Гасан ибн-Камал от души рассмеялся, снова набил трубку, раскурил её и после третьей затяжки сказал:
— Ну как вы представляете себе, любезный Ибрагим, в таком вот одеянии скакать на лошади во весь опор и пускать стрелы в небо?
— Да, действительно…—согласился я и поймал себя на том, что тоже уже говорю на странной смеси арабского, еврейского и ещё одного, незнакомого мне, языка.
— Одеваются они как и положено кочевникам: в халаты и шапки, отороченные шакалом, в удобные мягкие сапоги из искусно выделанной марокканской кожи и шёлковые панталоны, доставляемые контрабандой из какой-то, как они сами говорят, голландии.
— Любопытно. А что у них, у хазар, многожёнство?
— У них? Да, многожёнство. Причём тому, у кого жён больше, завидуют. Поэтому каждый отдельно взятый хазарин стремится, если позволяет финансовое положение, завести как можно больше жён, чтобы завидовали ему, а не он.
— А какие деньги у них ходят?—поинтересовался я.
— Деньги? Ну, всякие ходят. У вас есть при себе деньги?
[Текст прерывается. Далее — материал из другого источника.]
PR #305, opened 2021-03-11
Fix `npx chromatic` timing out on build-storybook

ghengeveld:
This uses `yarn-or-npm` to decide which client to use. It appears the original method doesn't work because I couldn't get it to use Yarn while running `yarn chromatic`. So rather than trying to detect the currently used client, this looks at the presence of yarn.lock (among other things) to determine the correct client.

Important detail: this means we'll be executing `npm run build-storybook` instead of `node /path/to/npm-cli.js run build-storybook`. It remains to be seen whether that will have an impact.

### DIFF
--- a/bin/tasks/build.js
+++ b/bin/tasks/build.js
@@ -28,6 +28,8 @@ export const setSpawnParams = (ctx) => {
   const npmExecPath = process.env.npm_execpath;
   const isJsPath = typeof npmExecPath === 'string' && /\.m?js/.test(path.extname(npmExecPath));
   const isYarn = npmExecPath && /^yarn(\.js)?$/.test(path.basename(npmExecPath));
+  ctx.log.debug('process.env.npm_execpath', process.env.npm_execpath);
+  ctx.log.debug('process.execPath', process.execPath);
   ctx.spawnParams = {
     client: isYarn ? 'yarn' : 'npm',
     platform: process.platform,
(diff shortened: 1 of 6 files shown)


ghengeveld:
Available as a pre-release: `chromatic@5.8.0-canary.0`

bin/tasks/build.js
```diff
@@ -21,22 +22,21 @@ export const setSourceDir = async (ctx) => {
...
-  //   npm/yarn run scriptName (depending on npm_execpath)
-  //   node path/to/npm.js run scriptName (if npm run via node)
-  // Based on https://github.com/mysticatea/npm-run-all/blob/52eaf86242ba408dedd015f53ca7ca368f25a026/lib/run-task.js#L156-L174
-  const npmExecPath = process.env.npm_execpath;
-  const isJsPath = typeof npmExecPath === 'string' && /\.m?js/.test(path.extname(npmExecPath));
-  const isYarn = npmExecPath && /^yarn(\.js)?$/.test(path.basename(npmExecPath));
   ctx.spawnParams = {
-    command: (isJsPath ? process.execPath : npmExecPath) || 'npm',
-    clientArgs: isJsPath ? [npmExecPath, 'run'] : ['run', '--silent'],
+    client: yarnOrNpm(),
```
ghengeveld, line 26: These are cached so it doesn't matter that we call their API multiple times.

tmeasday (approved):
LGTM. I believe the original code was copied from another tool, but if `yarn-or-npm` works I am good with that!

Issue #307, opened 2021-03-15
Consider adding support for `workflow_dispatch` event in GitHub Action


ghengeveld:
Requested [here](https://app.intercom.com/a/apps/zj7sn9j1/inbox/inbox/all/conversations/27253906975).

`workflow_dispatch` is a way to manually trigger a GitHub Action. See https://github.blog/changelog/2020-07-06-github-actions-manual-triggers-with-workflow_dispatch/

This would need to be added here: https://github.com/chromaui/chromatic-cli/blob/62a5b6528c1cb8adecda4942f20003fc76b1edba/action/main.ts#L26-L52

┆Issue is synchronized with this [Asana task](https://app.asana.com/0/1199921881886840/1200607016213437) by [Unito](https://www.unito.io)

theKashey:
Yeah, we are generating only "changed" stories and need this escape hatch to be able run full tests when such comparison is not working by any reason.

PR #311, opened 2021-03-18
Support `workflow_dispatch` event in GitHub Action

lyleunderwood:
#307

I was trying to setup a manual chromatic runner using github actions via a github bot, and I wanted to use `workflow_dispatch` but this action didn't seem to allow it. I went ahead and added basic support.


lyleunderwood:
It seems like chromatic only ever wants just the branch name, never the full ref (`refs/heads/my-branch`). Providing the full ref seems to result in chromatic always failing to compare to master. Does anybody have any insight into this point? Is there any reason I'd ever want to allow the full ref to pass through?

ndelangen:
@lyleunderwood could you elaborate this question:

> Is there any reason I'd ever want to allow the full ref to pass through?

ghengeveld:
@lyleunderwood That's right, we basically never expect to see `refs/heads/`. We strip that off [right here](https://github.com/chromaui/chromatic-cli/blob/701f7c8244b419a8b80b5a33a12392c8ea0ef351/bin/git/git.js#L117). Arguably the way we do it is slightly safer because the regex ensures it only strips it at the start of the string, never somewhere half way. It's unlikely someone would have an actual branch name like that, but theoretically possible.

@ndelangen Can you judge whether workflow_dispatch is safe for us to allow?

ndelangen:
> Can you judge whether workflow_dispatch is safe for us to allow? If so, I think this is a nice improvement.

Shall we add a test workflow in this repo and test it.

lyleunderwood:
Hey, sorry I've been on vacation :tropical_drink: 

I went ahead and updated the README to reflect that we really just want a regular branch name.

As for stripping off the ref prefix, it's currently just based on what's being done in the `push` case, let me know if I should remove it.

https://github.com/chromaui/chromatic-cli/blob/71e3c9639e735699d7fe6ebbd89a4bff10ecf747/action/main.ts#L42

Manubi:
Will this get merged any time soon? :)

ndelangen (approved):

PR #313, opened 2021-03-25
Use original baseline for rebuilds (new build for the same commit)

ghengeveld:
If the last build was on the same branch and for the same commit, we're dealing with a rebuild (e.g. restarted CI job). In case this build was passed/accepted, we can skip the build altogether, because it shouldn't lead to any changes. This of course assumes flaky stories won't get accepted.


tmeasday:
@ghengeveld I thought about this a bit more and I realised we had neglected to think about the more common situation where this happens. 

So we've been thinking about people re-running CI jobs due to flakes.

However, when you have Chromatic setup without provider integration, you use `chromatic` without the `--exit-zero-on-changes` flag, and the process for approving snapshots looks like so:

1. Push a commit with changes
2. Chromatic runs, and fails CI due to those changes. You get a red PR.
3. You go into Chromatic and approve those changes. Nothing happens on the PR as you aren't integrated.
4. You re-run the CI job, which this time passes as the new baselines are from the same commit that you are running.

So with that in mind, two things:

1. This change is going to mess things up for folks doing the above, with or without `--onlyChanged`, because the baseline in step 4 won't be updated to the build from step 2.
2. If someone is using `--onlyChanged`, without this change it's quite cool actually -- we use the build from the same commit as the most recent ancestor in step 4, which, given those tests have been approved (and are the baselines) means we preserve every story and set it automatically to `PASSED`, which means the build passes without any captures taken. Which is correct!

---

So I think probably the correct solution here is a "recapture" button in the UI that is smart enough to just rerun the captures in the current build (not the preserved stories). WDYT?

ghengeveld:
@tmeasday I updated this according to what we discussed.

tmeasday (approved):
LGTM, thanks @ghengeveld

PR #70, opened 2015-02-08
Prevent type error if property is read only

tobad357:
Some React class exports are read only (react-intl as an example)
If they are then don't redefine them and warn instead

### DIFF
--- a/makeExportsHot.js
+++ b/makeExportsHot.js
@@ -19,9 +19,12 @@ function makeExportsHot(m) {
   for (var key in m.exports) {
     if (freshExports.hasOwnProperty(key) &&
         isReactClassish(freshExports[key])) {
-
-      m.exports[key] = m.makeHot(freshExports[key], '__MODULE_EXPORTS_' + key);
-      foundReactClasses = true;
+      if (Object.getOwnPropertyDescriptor(m.exports,key).writable) {
+      	m.exports[key] = m.makeHot(freshExports[key], '__MODULE_EXPORTS_' + key);
+      	foundReactClasses = true;
+      } else {
+      	console.warn("Can't make class " + key + " hot reloadable due to being read-only");
+      }
     }
   }
 


gaearon:
While this is a fair point, you can also exclude `node_modules` from loader configuration. This will prevent RHL from transforming vendor files:

```js
      { test: /\.jsx?$/, loaders: ['react-hot', 'jsx?harmony'], exclude: /node_modules/ },
```

tobad357:
Well that's an even fairer point, didn't know that was possible :)
If you want I could update the code to warn and suggest excluding as a possible fix?

gaearon:
Yep, let's do that.

Two other nitpicks:

* Indent with two spaces, not one.
* There's a missing space in a function call.

Please squash the changes later.

tobad357:
Would this text be ok?

 Can't make class <<CLASNAME>> hot reloadable due to being read-only, tip: vendor files can be excluded by excluding the /node_modules/ directory from the jsx loader configuration

gaearon:
>Can't make class <> hot reloadable due to being read-only, tip: vendor files can be excluded by excluding the /node_modules/ directory from the jsx loader configuration

I'd change it to:

>Can't make class <> hot reloadable due to being read-only. You can exclude files or directories (such as /node_modules`) with "exclude" option in loader configuration.

By the way, what key is failing? It it trying to process `type`? I'm just concerned if this is something ES6-related that may happen to user components as well.

tobad357:
It's failing on updating module.exports.<>
Ie this doesn't work
module.exports[prop] = ReactClass

Where you are redefining the existing prop.
Doing Object.getOwnPropertyDescriptor(m,'exports',key)
returns that both writable and configurable are false so can't enable writing to the prop either.

Looking at https://github.com/esnext/es6-module-transpiler/blob/master/lib/module.js
Shows that they are setting writable to false and as configurable is false per default we end up with a  situation where the prop can never be changed.

One option could be to redefine the whole exports prop as it is writable?

gaearon:
Oh, I see. Let's open another issue for that.

PR #80, opened 2015-02-16
Update Troubleshooting.md

eiktyrner:
Added some info on how to solve an issue where the users system doesn't have enough watchers available.


gaearon:
Appreciated!

Issue #81, opened 2015-02-16
Problems when `module.exports.__proto__ === null`


moretti:
I'm having some problems updating my project to `react-hot-loader` 1.x because of this particular check in [`makeExportsHot.js`](https://github.com/gaearon/react-hot-loader/blob/master/makeExportsHot.js#L20):
```
if (freshExports.hasOwnProperty(key) &&
```
Essentially my project depends on `cheerio` and one of its dependendencies, [`css-select`](https://github.com/fb55/css-select), is [exporting objects with `__proto__ === null`](https://github.com/fb55/css-select/blob/master/lib/general.js#L12). 

I really think that redefining `__proto__` is a bad idea, but perhaps we could make the check more robust against such cases.

What do you think?

Thanks! :wink:

gaearon:
Is the check failing or something? Can you submit a PR to fix it?

gaearon:
Thanks! By the way, while it's good to have this fix in, you can just set `exclude: /node_modules/` in your loader config: https://github.com/gaearon/react-hot-boilerplate/blob/master/webpack.config.js#L24

This way we won't process any your dependencies.

PR #82, opened 2015-02-16
Fix for modules with null [[Prototype]] chain

moretti:
This is a PR for https://github.com/gaearon/react-hot-loader/issues/81

A module created in the following ways:
```
module.exports = Object.create(null)
// or
module.exports = { __proto__: null }
```
won't have `hasOwnProperty()` available on it.

So it’s safer to use `Object.prototype.hasOwnProperty.call(myObj, prop)` instead of `myObj.hasOwnProperty(prop)`.

### DIFF
--- a/makeExportsHot.js
+++ b/makeExportsHot.js
@@ -17,7 +17,7 @@ function makeExportsHot(m) {
   }
 
   for (var key in m.exports) {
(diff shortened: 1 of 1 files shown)


moretti:
Thanks! :+1:

gaearon:
Out in 1.1.6. Thank you!

PR #102, opened 2015-03-17
use escaped unicode for property values when using content

moimikey:
*snort*

renders most of the time, but i've had this happen to me when checking back:

screen shot 2015-03-17 at 3 13 52 pm


gaearon:
wow

Issue #64, opened 2015-02-02
Opt into unmounting for a specific component for some period of time


gaearon:
Sometimes I edit `componentDidMount` or `getInitialState` and I actually want the component to re-mount so these changes take effect. After I'm done with these, I want hot reloading to work as usual.

I couldn't think of a non-obtrusive way to do that yet. If opting into this behavior takes more than a few seconds, I'd rather just hit "Refresh".

Things I'm considering is some “magic” property on component, or a “magic” comment in the file a la `/* cold */` that turns on this behavior.

Any ideas?

syranide:
I usually find it easiest to just "go back out and in again" to accomplish that. An interesting possibility would be to remount components if the keys returned from a call to `getInitialState` differs from the initial mount (but then you'd have to track that).

gaearon:
I was thinking about special casing `getInitialState` but that's too fragile. It may return different keys because store state is different.

I think I'll add some sort of magic comment as an experiment and see whether it helps my workflow. Not a big deal.

KyleAMathews:
I just refresh. I find that rhl gets the code into a weird state sooner or later so have to refresh anyways after enough code edits.

tcoopman:
I also refresh. It would be nice though if you could replay all your actions after an refresh:
Seems like a nice use case for https://github.com/gaearon/flux-hot-loader :)

sokra:
Maybe an optional `stateVersion` property on the component. Everytime it changes state is invalid and component should be remounted...

patrickheeney:
New user to react and hot loader. I have been working on getting this setup for about a day. I incorrectly assumed that state changes should have something happen. I kept debugging with the assumption that this was not standard behavior. I would love a troubleshooting guide or some notes somewhere regarding how react-hot-loader handles state and when we should expect it to refresh.

gaearon:
I think I should split `docs/README` into several files in `docs` and add `Troubleshooting` there. Link to `Troubleshooting` from Get Started on landing, main README and from React Hot Boilerplate README. Makes sense?

kibin:
Any updates on this?

gaearon:
I agree refreshing works fine in these cases and couldn't think of a more obvious way to do that. I'm still open to suggestions tho

PR #103, opened 2015-03-21
Support custom dispose function

arsemyonov:
Hey guys,

This PR is very experimental, suitable only for **discussion** and not a candidate for merge. Related to #64. Proof of concept.

Well, since I'm too lazy guy, I decided to try to implement something that will give me ability to mark some components/modules as `ready to be force reloaded`.

What are these modules? For instance, I could have like following:

```javascript
React.createClass({
  componentDidMount() {
    jQuery(this.refs.container.getDOMNode()).greatlyImplementedChartLibrary();
  },
  ...
})
```

As I said above, I'm lazy to refresh the page and wait, I want to reload such components automatically. So, how I tried to solve it (I use `react-router`)

  1. Wrapped ReactRouter (not required, I did it just for simpler singleton usage). Up to you. I think we can play router's `transitions`. Haven't tried.
  2. Defined custom `dispose` function in webpack.conf.js (not `function`, but `string` actually).
  3. Slightly changed `react-hot-loader`

So,

```javascript
// webpack.conf.js

var disposer = [
  'function() {',
    'var router = require(' + JSON.stringify(require.resolve('app/router.js')) + ');',
    'router.restart();',
  '}'
].join('\n');

module.exports = {
  module: {
    loaders: [{
      test: /.jsx$/,
      loader: 'react-hot',
      query: {
        disposer: disposer
      }
    }}
  }
}
```

```javascript
// router.js
import React from 'react';
import BaseRouter from 'react-router';
import routes from './routes';

class Router {
  constructor(container, handlerGetter) {
    this.router = BaseRouter.create({ routes });
    this.handler = handlerGetter(container);
    this.container = container;
  }

  start() {
    this.router.run(this.handler);
  }

  stop() {
    this.router.stop();
    React.unmountComponentAtNode(this.container) // + this.start() → will blink
  }

  restart() {
    this.stop();
    setTimeout(() => {
      this.start();
    }, 1);
  }
}

export default new Router(document.getElementById('app'), (container) => {
  return (Handler) => {
    React.render(<Handler />, container);
  }
});
```

```javascript
// SomeComponent.jsx
var SomeComponent = React.createClass({
  componentDidMount() {
    jQuery(this.refs.container()).greatlyImplementedChartLibrary();
  },
  ...
});

if(module.hot) {
  module.forceReload = true;
}

module.exports = SomeComponent;
```

Of course, it will be much simpler If you don't use `react-router`.

I don't think this could be merged ever, but it can be as an idea/inspiration. Anyway, thanks for your time and sorry for this shit.

Cheers,
Art

### DIFF
--- a/index.js
+++ b/index.js
@@ -3,9 +3,14 @@
 var path = require('path'),
     SourceNode = require('source-map').SourceNode,
     SourceMapConsumer = require('source-map').SourceMapConsumer,
-    makeIdentitySourceMap = require('./makeIdentitySourceMap');
+    makeIdentitySourceMap = require('./makeIdentitySourceMap'),
+    loaderUtils = require("loader-utils");
+
 
 module.exports = function (source, map) {
+  var query = loaderUtils.parseQuery(this.query);
+  var disposer = query.disposer || (function() {}).toString();
+
   if (this.cacheable) {
     this.cacheable();
   }
@@ -47,6 +52,7 @@ module.exports = function (source, map) {
       '(function () {',
         'module.hot.dispose(function (data) {',
           'data.makeHot = module.makeHot;',
+          'module.forceReload && (' + disposer + ')()',
         '});',
 
         'if (module.exports && module.makeHot) {',
--- a/package.json
+++ b/package.json
@@ -4,6 +4,7 @@
   "description": "Tweak React components in real time.",
   "main": "index.js",
   "dependencies": {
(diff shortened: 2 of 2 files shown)


gaearon:
We're in the process of simplifying RHL a lot, so such experimentation will be easier to do in userland.
Closing for now, thanks for submitting a PR!

PR #109, opened 2015-03-25
Add yarsk to starter kits

bradleyboy:
Hi - I have a simple starter kit known as **yarsk** (Yet Another React Starter Kit) that has hot-loading enabled out of the box.


gaearon:
Awesome!

PR #112, opened 2015-03-30
use include instead of exclude

tcoopman:
See https://github.com/gaearon/react-hot-loader/commit/5d5b356bff510dd6c4e1a3838134a087206051c5


gaearon:
Appreciated, thanks.

Issue #114, opened 2015-04-07
Same-origin policy using hot loader inside an iframe.


gdborton:
I'm getting the below error when running webpack-dev-server and react-hot-loader inside of an iframe of a different protocol/port/domain.

My use case is parent: localhost:4100 and child: localhost: 3000

```
Uncaught SecurityError: Failed to read the 'frame' property from 'Window':
Blocked a frame with origin "https://localhost:3000" from accessing a frame with
origin "https://localhost:4100". Protocols, domains, and ports must match.
```

Updating [this line](https://github.com/gaearon/react-hot-loader/blob/master/makeExportsHot.js#L32) to the below, makes it work for me.
`if (key === 'frameElement' || !isReactClassish(freshExports[key], React)) {`

gaearon:
Can `try/catch` help here? We wouldn't want to special-case any specific properties that might throw in some rare cases.

gdborton:
That should work as well.  Did you want to do anything specific with the exception?

gaearon:
I think we may silently ignore it, or maybe warn unless it's too noisy.

gaearon:
Should be fixed in 1.2.9.

PR #115, opened 2015-04-08
Add try/catch to makeExportsHot.

gdborton:
Addresses the issue I opened here - #114

### DIFF
--- a/makeExportsHot.js
+++ b/makeExportsHot.js
@@ -29,9 +29,14 @@ function makeExportsHot(m, React) {
       continue;
     }
 
-    if (!isReactClassish(freshExports[key], React)) {
+    try {
+      if (!isReactClassish(freshExports[key], React)) {
+        continue;
+      }
+    } catch (e) {
       continue;
     }
+
 
     if (Object.getOwnPropertyDescriptor(m.exports, key).writable) {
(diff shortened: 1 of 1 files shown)


makeExportsHot.js
```diff
@@ -29,10 +29,15 @@ function makeExportsHot(m, React) {
...
-    if (!isReactClassish(freshExports[key], React)) {
+    try {
+      if (!isReactClassish(freshExports[key], React)) {
+        continue;
+      }
+    } catch (e) {
       continue;
     }
 
+
```
gaearon: Nit: extra newline

makeExportsHot.js
```diff
@@ -29,10 +29,15 @@ function makeExportsHot(m, React) {
       continue;
     }
 
-    if (!isReactClassish(freshExports[key], React)) {
+    try {
```
gaearon: I think it would be nicer to put `try`/`catch` around  something like `var maybeReactClass = freshExports[key]` to make it clear where we might expect the error.

gaearon:
Thanks for the effort. Superseded by https://github.com/gaearon/react-hot-loader/commit/64dd55a0cca4b4a117b087053601489a2f9ddaf0.

PR #116, opened 2015-04-10
Pass React to isReactElementish

matthewwithanm:
I was tracking down a weird problem and in the course of it, got an error saying that React was undefined [here][1]. It turned out that it was because `isReactElementish` doesn't pass `React` to `isReactClassish` when it calls it [here][2].

My weird error ended up being unrelated to this and in normal operation, I never seem to get to this branch, but it seems like `React` isn't an optional argument to `isReactClassish` and therefore needs to be given to the stuff that calls it (like `isReactElementish` too) so I figured I'd open this PR (:

[1]: https://github.com/gaearon/react-hot-loader/blob/ea86b4684b7846d82fe6c11e46c93f2bc55d2b49/isReactClassish.js#L11
[2]: https://github.com/gaearon/react-hot-loader/blob/ea86b4684b7846d82fe6c11e46c93f2bc55d2b49/isReactElementish.js#L9

### DIFF
--- a/isReactElementish.js
+++ b/isReactElementish.js
@@ -1,12 +1,12 @@
 var isReactClassish = require('./isReactClassish');
 
-function isReactElementish(obj) {
+function isReactElementish(obj, React) {
   if (!obj) {
     return false;
   }
 
   return Object.prototype.toString.call(obj.props) === '[object Object]' &&
-         isReactClassish(obj.type);
+         isReactClassish(obj.type, React);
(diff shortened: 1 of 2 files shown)


gaearon:
Thanks, good catch.

gaearon:
Landed in 1.2.5

matthewwithanm:
:thumbsup: No problem!

PR #136, opened 2015-05-22
Remove NoErrorsPlugin

gaearon:
This is something silly I've been doing and recommending for a long time. Sorry! There's no need for `NoErrorsPlugin` if you use `hot/only-dev-server`. Hot updates won't blow your app away if you make a syntax error, but at least you'll see the error in the DevTools console! And the subsequent hot updates will just work when you fix that error.

### DIFF
--- a/getstarted.md
+++ b/getstarted.md
@@ -37,7 +37,7 @@ In your <a href="https://github.com/gaearon/react-hot-boilerplate/blob/master/we
 {% highlight js %}
 entry: [
   'webpack-dev-server/client?http://0.0.0.0:3000', // WebpackDevServer host and port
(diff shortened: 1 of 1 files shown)


gaearon:
Oh wait, I acted too fast :-/

This seems to break HMR if I `import` a non-existent file.
I'm going to ask around in Webpack repo because I really want errors in console *and* I want imports to not break HMR.

gaearon:
So, `NoErrorsPlugin` is not needed after all!

>This seems to break HMR if I import a non-existent file.

was fixed by https://github.com/gaearon/react-hot-loader/pull/187.

PR #138, opened 2015-05-24
Replace "see" with "watch" in github page

cesarandreu:
Currently it says "[See the video](https://www.dropbox.com/s/cv58f0jlslopznz/Screenshot%202015-05-24%2013.18.05.png?dl=0)", but I think it makes more sense for it to be "Watch the video". 

[This link](https://www.englishclub.com/vocabulary/cw-see-look-watch.htm) seems like a good reference for when to use "see", "look", or "watch".

### DIFF
--- a/_includes/nav.html
+++ b/_includes/nav.html
@@ -1,7 +1,7 @@
 <nav class="nav">
   <ul class="nav-list nav-list-normal">
     <li class="nav-list-item">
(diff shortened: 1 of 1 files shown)


gaearon:
Does it fit on every media query as you resize the window down?

gaearon:
Seems good, thanks!

PR #152, opened 2015-07-01
add troubleshooting osx fsevent bug

dunckr:
I actually had this obscure OSX bug when trying to get react-hot-loader working. Hopefully will help others get up and running quicker than me 😄


gaearon:
:+1:

PR #179, opened 2015-08-18
add react as peerDependencies

sorrycc:
so react can be installed automatically.


gaearon:
See why we removed it: https://github.com/gaearon/react-hot-loader/pull/146. :-)

PR #181, opened 2015-08-22
Check if module exists before using it.

trbngr:
I realize this is an edge case, but I ran into a situation recently. 

I needed some static, non-commonjs, JS to be put in the output directory using file-loader, and react-hot-loader kept injecting itself, and therefore, causing runtime errors.

The solution was simple. Instead of adding config to the loader to ignore stuff, I simply check for module before using it.

### DIFF
--- a/index.js
+++ b/index.js
@@ -25,7 +25,7 @@ module.exports = function (source, map) {
 
   prependText = [
     '/* REACT HOT LOADER */',
-    'if (module.hot) {',
+    'if ("object"==typeof module && module.hot) {',
       '(function () {',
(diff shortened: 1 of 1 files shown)


trbngr:
...and I just realized that I could exclude the static files directory ;)

gaearon:
>...and I just realized that I could exclude the static files directory ;)

This :-).

We're assuming we're inside Webpack so `module` is available, otherwise we'd also need to check for `require`, etc.

gaearon:
Actually it's always better to `include` just the source directory instead of `exclude`-ing something.

PR #187, opened 2015-08-28
Recover from errors on module level

gaearon:
Currently, if the module definition throws, even if you fix the problem, hot reloading will no longer work. This is because an error, if any, occurs before `module.hot.accept()` call, and it never executes, so module isn't marked as safe to reload.

This change should fix the problem. We're now wrapping module code in `try`/`finally` (note: no `catch`, we just want to execute `module.hot.accept()` inside `finally` whether the code failed or not).


index.js
```diff
@@ -37,36 +37,37 @@ module.exports = function (source, map) {
...
+          'if (module.exports && module.makeHot) {',
+            'var makeExportsHot = require(' + JSON.stringify(require.resolve('./makeExportsHot')) + ');',
+            'if (makeExportsHot(module, require("react"))) {',
+              'foundReactClasses = true;',
+            '}',
+            'var shouldAcceptModule = ' + JSON.stringify(acceptUpdates) + ' && foundReactClasses;',
+            'if (shouldAcceptModule) {',
+              'module.hot.accept(function (err) {',
+                'if (err) {',
+                  'console.error("Cannot not apply hot update to " + ' + JSON.stringify(filename) + ' + ": " + err.message);',
```
doctyper: > Cannot not

Double negative?

gaearon: Lol. It has been that way forever and I never noticed it..

gaearon:
Note: this means you can finally remove `NoErrorsPlugin` and enjoy Babel errors in your console, as well as hot reload code after fixing those errors.

PR #197, opened 2015-09-17
Add deprecation notice

gaearon:
React Hot Loader is going to be phased away in favor of the [React Transform](https://github.com/gaearon/react-transform-boilerplate) family of projects.
We will soon have a migration guide and a detailed overview, but in the meantime, feel free to check them out and play with them!


Andersos:
So why is react-hot-loader deprecated in favor of React Transform?

PR #201, opened 2015-10-04
Update Troubleshooting.md

arturi:
I’ve struggled with this issue for a few hours trying to implement https://github.com/gaearon/react-transform-boilerplate in my existing Express app. A note about ```.babelrc``` might help future padavans.


gaearon:
Thanks, but React Hot Loader is unrelated to React Transform. They both use HMR API so warnings are similar, but this isn't really the right place for this tip.

arturi:
All right, maybe place it anywhere else you think is appropriate, just someone will be able to google, like I did that troubleshoot page.

PR #206, opened 2015-10-19
Add React Typescript Boilerplate.

keokilee:
Add another react-typescript-boilerplate to examples. This actually uses React Transform HMR, so I'm not actually sure if this is the right place or not. Especially since this repo is going to be deprecated.


gaearon:
Sorry for the turbulence. We’ll unite both projects eventually but for now this isn’t relevant to this repo.

PR #220, opened 2015-12-29
Added additional instructions for modules and HMR

eblanchette:


eblanchette:
Added additional instructions for HMR and webpack modules

PR #236, opened 2016-03-15
Test also properties of module.exports.default

alfonsogarciacaro:
I know this is not frequent but it may happen that React components are exposed as properties of a default export (as it occurs, for example, when compiling F# to JS with [Fable](https://github.com/fsprojects/Fable)). This PR just adds an additional test on members of `m.exports.default` when no React classes have been found for `m.exports`.

Thanks a lot for this wonderful tool, Dan!


gaearon:
Seems like you got it solved there instead!

alfonsogarciacaro:
Yeah, sorry I forgot to close the PR :/ Thanks for that!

Я порылся по карманам, достал несколько кордовских и багдадских монет и протянул их капитану. Он внимательно их рассмотрел и сказал:
— Такие тоже ходят. Вообще, они не равнодушны к золоту и прочим пёстрым побрякушкам. Предлагаю выйти на палубу и посмотреть на звёзды. Тоже ведь чудо Господне! У меня даже есть подзорная труба,—и он, с трудом поднявшись, подошёл к сундуку и стал ковыряться в его недрах.
— Господь с вами, капитан! Какие звёзды? Небо основательно затянуто тучами и если ваша подзорная труба не волшебная, мы ничего не увидим.
Гасан ибн-Камал будто не слышал меня и бормотал себе под нос: «Идёмте посмотрим на звёзды, тоже ведь чудо Господне…» Наконец он, найдя искомое, выпрямился во весь рост и, широко улыбаясь, показал мне прекрасную подзорную трубу. В другой руке он держал, почему-то, астролябию и тоже радостно мне её показывал.
— Идёмте,—повторил он,—Посмотрим на звёзды—тоже ведь чудо Господне.